When power transitioned from President Bush to President Barack Obama, the latter sought to re-set U.S.-China relations by promoting cooperation on global issues. What American officials did not fully appreciate at the time, however, was the Chinese view that the 2008-09 economic crisis, with its American origins, represented a turning point in U.S. power. Perceiving that America was in structural decline, China began to act more aggressively, particularly in the South China Sea.
Ultimately, the Obama Administration reversed course, signified by President Obama’s speech in Canberra, Australia in 2011, and adopted a more assertive approach toward China. This strategic reversal was formalized by the 2012 Defense Strategic Guidance, which ushered in the fourth (and current) phase of the U.S.-China relationship, which might be best characterized as the confrontation phase.
When the Obama Administration implemented its “rebalance” (pivot) strategy, it sought to assuage fears that this was a neo-containment policy directed against China. Both National Security Advisor Thomas Donilon and Secretary of Defense Chuck Hagel, among others, argued in 2013 that the rebalance did not imply “containing China;” on the contrary, the United States was “committed to pursuing a positive and constructive relationship with China.” In China, however, many strategic analysts and political leaders never accepted this explanation and always believed that the rebalance was about encircling or containing China.
When President Donald Trump assumed power, he made sure that he and his administration would never utter the “rebalance” or “pivot” phrases associated with his predecessor, but he maintained the essence of the Obama strategy nevertheless. One powerful indicator of this was Vice President Mike Pence’s speech in Japan, delivered in April 2017, in which he stated “the United States will strengthen its presence in the Asia Pacific” [and] “the United States will continue to deploy more of our most advanced military assets to the region in the years ahead.”
From the perspective of historical phases, one can deduce three key conclusions: First, the United States has “engaged” with China for decades, often in hopes of stimulating transformative effects that would lead to liberalization and, perhaps, even a loosening of the Chinese Communist Party’s (CCP) grip on Chinese society. Unfortunately, the CCP’s monopoly on power is as strong as ever, which has led some in America to argue for disengagement.
However, this would be a mistake. Engagement on multiple levels, despite its flaws or limitations, still has value concerning promoting awareness and understanding between the two countries. Engagement is certainly no panacea, but it can help in dispelling fear and paranoia, which can lead to irrational or ill-advised policy choices.

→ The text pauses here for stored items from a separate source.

PR #15822, opened 2019-03-13
IndexedDB: test a self-removing 'complete' handler.

quasicomputational:
At least one mocking implementation has a bug that this code tickles -
see dumbmatter/fakeIndexedDB#26. Since I'd already reduced it down to
a few lines of code, it might as well become a WPT.

### DIFF
--- a/IndexedDB/remove-listener-in-handler.any.js
+++ b/IndexedDB/remove-listener-in-handler.any.js
@@ -1,0 +1,49 @@
+// META: script=support-promises.js
+
+const DB_NAME = databaseName("");
+
+const STORE = "store";
+
+// In the original bug tickled by this test case, only two of the
+// queries worked and the rest stalled! Do five iterations and keep
+// count to make sure that they do all succeed. Note that we don't
+// need any assertions in this test - if all the queries complete, we
+// pass!
+//
+// See <https://github.com/dumbmatter/fakeIndexedDB/issues/26> for the
+// original bug.
+const ITERATIONS = 5;
+
+const t = async_test("removeEventListener in a handler doesn't interfere with future transactions.");
+
+t.add_cleanup(() => {
+    indexedDB.deleteDatabase(DB_NAME);
+})
+
+let count = 0;
+
+const go = () => {
+    const dbReq = indexedDB.open(DB_NAME, 1);
+    dbReq.addEventListener("upgradeneeded", t.step_func((ev) => {
+        ev.target.result.createObjectStore(STORE);
+    }));
+    dbReq.addEventListener("success", t.step_func((ev) => {
+        const db = ev.target.result
+        const tx = db.transaction(STORE, "readwrite");
+        const complete = t.step_func(() => {
+            tx.removeEventListener('complete', complete);
+        });
+        tx.addEventListener('complete', complete);
+        const store = tx.objectStore(STORE);
+        store.get(0).addEventListener("success", t.step_func(() => {
+            count += 1;
+            if (count === ITERATIONS) {
+                t.done();
+            }
+        }));
+    }));
+};
+
+for (let i = 0; i < ITERATIONS; i++) {
+    go();
+}


IndexedDB/remove-listener-in-handler.htm
```diff
@@ -0,0 +1,40 @@
+<!DOCTYPE html>
```
inexorabletash: Can you make this a `.any.js` test for more coverage and less boilerplate?

IndexedDB/remove-listener-in-handler.htm
```diff
@@ -0,0 +1,40 @@
...
+<script>
+const t = async_test();
+
+const STORE = "store";
+
+let count = 0;
+
+const go = () => {
+    const dbReq = indexedDB.open("db", 1);
+    dbReq.addEventListener("upgradeneeded", (ev) => {
```
inexorabletash: Needs `t.step_func` wrapper - this ensures that unexpected exceptions thrown during async steps property fail the test.

IndexedDB/remove-listener-in-handler.htm
```diff
@@ -0,0 +1,40 @@
...
+        ev.target.result.createObjectStore(STORE, { autoIncrement: true });
+    });
+    dbReq.addEventListener("success", (ev) => {
```
inexorabletash: Needs `t.step_func`

IndexedDB/remove-listener-in-handler.htm
```diff
@@ -0,0 +1,40 @@
...
+        const db = ev.target.result
+        const tx = db.transaction([STORE], "readwrite");
+        const complete = () => {
```
inexorabletash: Needs `t.step_func`

IndexedDB/remove-listener-in-handler.htm
```diff
@@ -0,0 +1,40 @@
...
+let count = 0;
+
+const go = () => {
+    const dbReq = indexedDB.open("db", 1);
+    dbReq.addEventListener("upgradeneeded", (ev) => {
+        ev.target.result.createObjectStore(STORE, { autoIncrement: true });
+    });
+    dbReq.addEventListener("success", (ev) => {
+        const db = ev.target.result
+        const tx = db.transaction([STORE], "readwrite");
```
inexorabletash: nit: With a single store in scope, the `[]` are not needed. Harmless, but it's extra noise.

IndexedDB/remove-listener-in-handler.htm
```diff
@@ -0,0 +1,40 @@
...
+        const complete = () => {
+            tx.removeEventListener('complete', complete);
+        };
+        tx.addEventListener('complete', complete);
+        const store = tx.objectStore(STORE);
+        store.get(0).addEventListener("success", () => {
```
inexorabletash: needs `t.step_func`

IndexedDB/remove-listener-in-handler.htm
```diff
@@ -0,0 +1,40 @@
...
+<script src="support.js"></script>
+<script>
+const t = async_test();
+
+const STORE = "store";
+
+let count = 0;
+
+const go = () => {
+    const dbReq = indexedDB.open("db", 1);
```
inexorabletash: Please include an `add_cleanup` call to delete the database, and consider using helpers from `support.js` to generate unique names and do pre/post test cleanup, so that this test doesn't start failing if run after another test (e.g. that also fails to clean up)

IndexedDB/remove-listener-in-handler.htm
```diff
@@ -0,0 +1,40 @@
...
+        store.get(0).addEventListener("success", () => {
+            count += 1;
+            if (count === 5) {
+                t.done();
+            }
+        });
+    });
+};
+
+for (let i = 0; i < 5; i++) {
```
inexorabletash: Add a comment why running this more than 2 times is needed?

IndexedDB/remove-listener-in-handler.htm
```diff
@@ -0,0 +1,40 @@
...
+        const db = ev.target.result
+        const tx = db.transaction([STORE], "readwrite");
+        const complete = () => {
+            tx.removeEventListener('complete', complete);
+        };
+        tx.addEventListener('complete', complete);
+        const store = tx.objectStore(STORE);
+        store.get(0).addEventListener("success", () => {
+            count += 1;
+            if (count === 5) {
```
inexorabletash: Make 5 a constant somewhere, instead of a magic number used twice?

inexorabletash (changes requested):
Thanks for adding the test! Turning regression tests for implementation bugs into a shared quality foundation for the platform is great.

quasicomputational:
Thanks for the review! I think I got to all of the suggestions. The one thing I didn't do was to use one of the more framework-y helpers, since this code is testing a buggy event listener implementation, but those helpers add listeners for various things themselves and I'm worried it might wind up not tickling the original bug if it's too far removed from the reproducer.

IndexedDB/remove-listener-in-handler.any.js
```diff
@@ -0,0 +1,43 @@
+// META: script=support-promises.js
+
+const DB = databaseName("");
```
inexorabletash: nit: Both `DB` and `db` are used as variable names here... maybe call this `DB_NAME` ?

IndexedDB/remove-listener-in-handler.any.js
```diff
@@ -0,0 +1,43 @@
...
+        const tx = db.transaction(STORE, "readwrite");
+        const complete = t.step_func(() => {
+            tx.removeEventListener('complete', complete);
+        });
+        tx.addEventListener('complete', complete);
+        const store = tx.objectStore(STORE);
+        store.get(0).addEventListener("success", t.step_func(() => {
+            count += 1;
+            if (count === ITERATIONS) {
+                t.done();
```
inexorabletash: Since there are no assertions, maybe add a comment e.g. "Test passes if all iterations complete, fails if it times out."

This is implied by the comment up where `ITERATIONS` is defined, but I also had to read https://github.com/dumbmatter/fakeIndexedDB/issues/26 to confirm. Links or comments in the test to help future maintainers understand what this test is verifying (i.e. that it's a regression test for a previously buggy implementation)  would be great. Otherwise, some poor maintainer will try and figure out what part of the spec this is validating.

IndexedDB/remove-listener-in-handler.any.js
```diff
@@ -0,0 +1,43 @@
...
+t.add_cleanup(() => {
+    indexedDB.deleteDatabase(DB);
+})
+
+let count = 0;
+
+const go = () => {
+    const dbReq = indexedDB.open(DB, 1);
+    dbReq.addEventListener("upgradeneeded", t.step_func((ev) => {
+        ev.target.result.createObjectStore(STORE, { autoIncrement: true });
```
inexorabletash: Is `autoIncrement` needed for the repro? If not, remove to minimize distraction. If so, comment about it?

inexorabletash (changes requested):
Few more really minor things. Thanks again!

quasicomputational:
Ping. I think I've addressed all the comments. I dunno what's up with Taskcluster being red, though.

IndexedDB/remove-listener-in-handler.any.js
quasicomputational: I think the comment at the top is good enough now - it explicitly says that passing all the iterations is good enough, and the file's short enough that it's unlikely to be missed.

quasicomputational:
Ping?

inexorabletash (approved):
Looks good; sorry about forgetting about this and thanks for pinging.

marcoscaceres:
Might need a rebase...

Second, although it is unlikely, there is a chance that the United States and China could find themselves faced with a full-fledged war, perhaps even a nuclear war. The conventional wisdom among many U.S. and Chinese political elites tends to downplay or minimize the possibility of war. But imagine if a maritime incident—such as the near collision of the USS Decatur with a Chinese naval vessel in September—had ended differently, perhaps with the substantial loss of American lives followed by retaliation against a Chinese naval ship.
In other words, unexpected tactical events may drive strategic scenarios. Some believe that as the military asymmetry between the two countries lessens, the chances for such a scenario will increase over time. This is why both countries should implement and strengthen protocols to limit the chance of inadvertent military conflict resulting from a tactical incident and any ensuing escalation.